Ed ancora Cass. 6 maggio 2010, n. 10960: chi intende chiedere il risarcimento del danno per l’eseguita esecuzione forzata illegittima può agire soltanto, ai sensi dell’art. 96, 2° comma, c.p.c. (quale norma speciale rispetto all’art. 2043 c.c.), dinanzi al giudice dell’opposizione all’esecuzione, funzionalmente competente sia sull’an che sul quantum; pertanto, è inammissibile una domanda di condanna generica, con riserva di agire in un separato giudizio per il quantum, che, per espressa previsione normativa, può essere liquidato anche d’ufficio.

In tema di responsabilità aggravata, l’art. 96 c.p.c. – che sanziona l’uso strumentale del processo in vista di scopi diversi da quelli per cui è preordinato, contemplando una tutela di tipo aquiliano con carattere di specialità rispetto all’art. 2043 c.c. – non detta una regola sulla competenza, giacché disciplina un fenomeno endoprocessuale, quale quello dell’esercizio, da parte del litigante, del potere di formulare un’istanza collegata e connessa all’agire o al resistere in giudizio, che non può configurarsi come potestas agendi esercitabile fuori del processo in cui la condotta generatrice della responsabilità aggravata si è manifestata e, quindi, in via autonoma, consequenziale e successiva, davanti ad altro giudice, salvo i casi in cui la possibilità di attivare il mezzo sia rimasta preclusa in forza dell’evoluzione propria dello specifico processo dal quale la stessa responsabilità aggravata ha avuto origine (Cass. 6 agosto 2010, n. 18344); Cass. 20 novembre 2009, n. 24538: l’azione di risarcimento danni ex art. 96 c.p.c. non può, di regola, essere fatta valere in un giudizio separato ed autonomo rispetto a quello dal quale la responsabilità aggravata ha avuto origine; ne consegue che competente a decidere sull’an e sul quantum della relativa domanda, qualora riguardi l’instaurazione illegittima di un procedimento di esecuzione forzata, è il giudice dell’opposizione alla stessa.

In materia analoga si veda Cass. civ., sez.

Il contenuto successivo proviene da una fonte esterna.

PR #5496, opened 2022-04-22
Feature 5455 rewrite the add header script

### LINKED ISSUE #5455: Rewrite the `add_header` script
Motivation
----------
The `add_header` script mentions all developers for the file in a list. This can lead to confusing changes in a PR, where a lot of additional changes are made. 

Modification
------------
Do not list all developers in the header. This reduces the header length itself, as well as unnecessary changes in the PR.

joeldierkes:

### DIFF
--- a/tools/add_header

III, 17 marzo 2009 n. 6439: la corte di cassazione è competente ad ordinare, ai sensi dell’art. 89 c.p.c., la cancellazione delle espressioni sconvenienti ed offensive contenute nei soli scritti ad essa diretti, con la conseguenza che è inammissibile il motivo del ricorso per cassazione con cui si chieda la cancellazione delle frasi del suddetto tenore contenute nelle fasi processuali anteriori, essendo riservata la relativa statuizione al potere discrezionale del giudice di merito, insindacabile in sede di legittimità; per la stessa ragione non è proponibile per la prima volta in cassazione la richiesta di risarcimento danni per responsabilità aggravata, prevista dall’art. 96 c.p.c., quando venga riferita al comportamento delle parti tenuto nelle fasi precedenti del giudizio.

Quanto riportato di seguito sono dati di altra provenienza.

Issue #5500, opened 2022-04-28
Deprecation message in Paramiko


joeldierkes:
Motivation
----------
Paramiko outputs a deprecation message due to an outdated security algorithm. We do not depend on that algorithm.
https://github.com/paramiko/paramiko/pull/2039

Modification
------------
The paramiko team is aware of the problem. They opened a PR to fix it.

joeldierkes:
Proposed solution: Set the `cryptography` version fixed to the last working one. The only relevant change in the new version 37.0.0 is the deprecation message, which fails some of our test cases. As soon as `paramiko` does not use the deprecated feature anymore we can dump up the version.

bari12:
Backport 1.26.13

PR #5504, opened 2022-04-28
Core & Internals: ignore some cryptography deprecation warning. #5500

rcarpa:
Paramiko.transport imports cryptography.Blowfish, which is deprecated.
Also, python 2 and 3.6 are deprecated in cryptography.
This makes our tests fail due to a warning.
Catch that warning and ignore it with the filter.

### DIFF
--- a/lib/rucio/common/extra.py
+++ b/lib/rucio/common/extra.py
@@ -14,6 +14,7 @@
 # limitations under the License.
 
 import importlib
+import warnings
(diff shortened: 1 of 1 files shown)


joeldierkes:
We have to add this changes to the LTS releases as well.

joeldierkes (approved):
LGTM. Good to go as soon as the CI passes. :+1:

Per quanto attiene alla materia tributaria, si può richiamare la sentenza delle Sezioni Unite della Cassazione n. 14499 del 16 giugno 2010(1): in base al principio di concentrazione della tutela, le Commissioni Tributane possono riconoscere al contribuente non soltanto il rimborso delle imposte indebitamente versate, ma pure gli accessori come gli interessi ovvero il maggior danno o l’importo eventualmente pagato per la prestazione di cauzioni non dovute. Cui si affianca la sentenza n. 14704 del 18 giugno 2010(2): è devoluta al giudice tributario la controversia con cui il contribuente contesti la legittimità di un pignoramento presso terzi adducendo che il credito tributario (per IRPEF ed ILOR è inesistente o/e prescritto e chiedendo il risarcimento dei danni, patrimoniali, non patrimoniali e per responsabilità aggravata).

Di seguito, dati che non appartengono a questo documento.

PR #5505, opened 2022-04-28
Core & Internals: ignore cryptography deprecation warnings. Closes #5500

### LINKED ISSUE #5500: Deprecation message in Paramiko

rcarpa:
Paramiko.transport imports cryptography.Blowfish, which is deprecated.
Also, python 2 and 3.6 are deprecated in cryptography.
This makes our tests fail due to a warning.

Il comportamento della Equitalia, tenuto anche in appello deve essere dunque sanzionata per aver determinato un danno esistenziale ed economico all’erede inconsapevole, costringendolo a tutelare i suoi diritti in sede giudiziaria nel disagio insito nella ricerca di un difensore tecnico.

In conclusione il gravame dell’appellante deve essere respinto in quanto il fermo auto prima e l’ipoteca dopo sono interventi cautelari eseguiti senza verificare la legittimità e l’attualità della pretesa tributaria nonché la natura dell’apertura della successione.

Il relativo pregiudizio viene liquidato in via equitativa in Euro 10.000.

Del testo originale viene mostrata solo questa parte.